Back to your core. You and Arlet are using a one-hot state machine methodology for the instruction sequencer. I've not been much of a fan of the one-hot state machine approach for a number of reasons, although I often use one-hot control fields. However, the performance and resource utilization that Arlet achieved (as you detailed in an earlier post comparing various cores), coupled with the cleanliness of the implementation, has convinced me to put some effort to studying the methodology once I've completed my second core. It appears that the base design uses the register file to provide the AI input to the ALU module. I have used the LUT RAMs in the Xilinx FPGA in this manner for many years. The inherent multiplexer of the RAM is the fastest way to improve the operating speed of a Xilinx FPGA.

It also appears that the register file is implemented as a single port RAM and that the core does not use multiple, independent adders to provide parallel computation of addresses and/or ALU results. Therefore, I am going to suggest expanding the register file so that you can also use it for temporary storage instead of wiping out your S storage location. Since for the Xilinx FPGA that you are using, any use of a LUT as a single or dual port RAM will always make available a minimum of 16 "registers", the synthesizer is currently tying off the two (16) or four (64) most significant address lines. (I am sure that you are aware that Xilinx FPGAs older than the Spartan 6 and Virtex 7 families employ 4 input LUTs, while these two FPGA families employ 6 input LUTs.) In this manner, you can place your B register into the register file, and any other registers or temporary values that you be need.

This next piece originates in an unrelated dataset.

PR #3338, opened 2023-01-18
BUGFIX: Distribute height between inspector tabs header and content dynamically

### LINKED ISSUE #2683: The last element in a SelectBox cannot be reached in the Inspector in certain constellations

I don't think that this suggestion applies to the shift count/direction register, but I've not spent any time exploring the implementation or the instruction set that you are presently implementing with your core.

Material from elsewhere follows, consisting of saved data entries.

PR #3341, opened 2023-01-25
BUGFIX: Stop click event propagation on selected element in select box header

### LINKED ISSUE #3057: AssetEditor: Cannot replace the Asset on clicking the Asset's title

grebaldi:
fixes: #3057 

**The Problem**

Hard to pin down, but I'll try: The issue described in #3057 relates to the `AssetEditor` which uses the `<SelectBox/>` component for input. The `<SelectBox/>`  component uses the `<DropDown/>` component for rendering. The `<DropDown/>` component understands a click on its header as a request to toggle its `expanded` state. When `expanded === true`, the `<SelectBox/>`  changes its header into a search input, so the user can search through the available select options.

Now, the `AssetEditor` kind of misuses the `<SelectBox/>` for its purpose. It narrows the available select options to the currently selected asset, so the `<SelectBox/>` displays the latter properly. This however means that the behavior described above leads to a search input, but only one available select option: the currently selected one. (Side note: On input, the search is still being performed, the `<SelectBox/>` simply does not show the resulting options)

**The Solution**

I've tried to correct the behavior of the `AssetEditor`, so that it shows the search results, but with no luck.

So, I ended up implementing the suggestion from #3057. Through `stopPropagation`, a click on the currently selected option won't toggle the underlying `<DropDown/>` component any longer.

### DIFF
--- a/packages/neos-ui-editors/src/Editors/AssetEditor/index.js
+++ b/packages/neos-ui-editors/src/Editors/AssetEditor/index.js
@@ -243,6 +243,7 @@ export default class AssetEditor extends PureComponent {
                 placeholder={this.props.i18nRegistry.translate(this.props.placeholder)}
                 options={this.props.value ? this.state.options : this.state.searchOptions}
                 value={this.getValue()}
+                onHeaderClick={() => { /* prevent toggling of select box dropdown */ }}
                 onValueChange={this.handleValueChange}
                 displayLoadingIndicator={this.state.isLoading}
                 showDropDownToggle={false}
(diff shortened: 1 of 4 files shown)


Sebobo (approved):
Great, thx!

Once again, thanks for the link to your code.

BTW, you need not modify the present definition of the regfile address/select variable: "regsel". You can simply extend it using a bit vector construction, {extreg, regsel}, where "extreg" is declared as a 2-bit or a 4-bit vector (set by the FPGA family that you are using). If you fail to include the expanded RAM select vector when addressing the register file, then verilog's default behavior will left fill the RAM address with 0s, and the register file will behave like your current implementation: a four location RAM. (A synthesizer or PAR warning should be issued, and it will indicate that the RAM address is zero filled because its not completely specified.)

Re: 65ORG16.b Core

Posted: Sun Apr 22, 2012 1:50 am
by ElEctric_EyE
What exactly is your contribution to the subject matter at hand? I don't follow? Not 100% OT but it's headed there.

Maybe you should start a new thread here in the Programmable Logic section on your endeavours.

What I mean to say is, if you are some kind of expert, then let's see your projects then, some evidence or proof, some kind of project, which we people always demand.

Re: 65ORG16.b Core

Posted: Sun Apr 22, 2012 1:55 am
by MichaelA
Sorry about that.

Re: 65ORG16.b Core

Posted: Sun Apr 22, 2012 1:58 am
by ElEctric_EyE
Listen, I don't mean to get all negative, but we were trying to achieve a common goal of a relocatable zero page and stack for the 65Org16... We do welcome experts!! Maybe post here one of your Verilog projects?

Or even better, post your intro in the Introduce Yourself, under the General Discussion section, then at least we can all know where you're coming from. BTW welcome Alabama!